Begin at the first line of the records below and, please, give each line again exactly until the line with "The task structure now" is included.

Stored items:
+ + + + +

PR #136, opened 2023-10-18
task, percpu: Use VMR to manage the task pagetable and VMKernelStack to allocate the task kernel stack

roy-hopkins:
Now that virtual memory ranges and page table entries can be managed using the new `VMR` and associated structs, update the Task structure implementation to manage the task pagetable using these new capabilities.

The task structure now includes a `VMR` instance that defines the virtual address range for the task. The kernel stack for the task is created using `VMKernelStack` and added to the task VMR. This is applied to the task pagetable during creation.

`PerCpu` already includes a per cpu VMR. This needs to be applied to the task when it is context switched onto the CPU. Currently this is done directly by copying the PerCpu level 3 index. This patch adss the function `populate_page_table()` to PerCpu which applies the PerCpu VMR to the pagetable instead.

### DIFF
--- a/src/cpu/percpu.rs
+++ b/src/cpu/percpu.rs
@@ -16,7 +16,7 @@ use crate::locking::{LockGuard, RWLock, SpinLock};
 use crate::mm::alloc::{allocate_page, allocate_zeroed_page};
 use crate::mm::pagetable::{get_init_pgtable_locked, PTEntryFlags, PageTable, PageTableRef};
 use crate::mm::virtualrange::VirtualRange;
-use crate::mm::vm::{Mapping, VMKernelStack, VMPhysMem, VMReserved, VMR};
+use crate::mm::vm::{Mapping, VMKernelStack, VMPhysMem, VMRMapping, VMReserved, VMR};
 use crate::mm::{
     virt_to_phys, SVSM_PERCPU_BASE, SVSM_PERCPU_CAA_BASE, SVSM_PERCPU_END,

+ + + + +

## Exercise solution
PR #136, opened 2023-10-18
task, percpu: Use VMR to manage the task pagetable and VMKernelStack to allocate the task kernel stack

roy-hopkins:
Now that virtual memory ranges and page table entries can be managed using the new `VMR` and associated structs, update the Task structure implementation to manage the task pagetable using these new capabilities.

The task structure now includes a `VMR` instance that defines the virtual address range for the task. The kernel stack for the task is created using `VMKernelStack` and added to the task VMR. This is applied to the task pagetable during creation.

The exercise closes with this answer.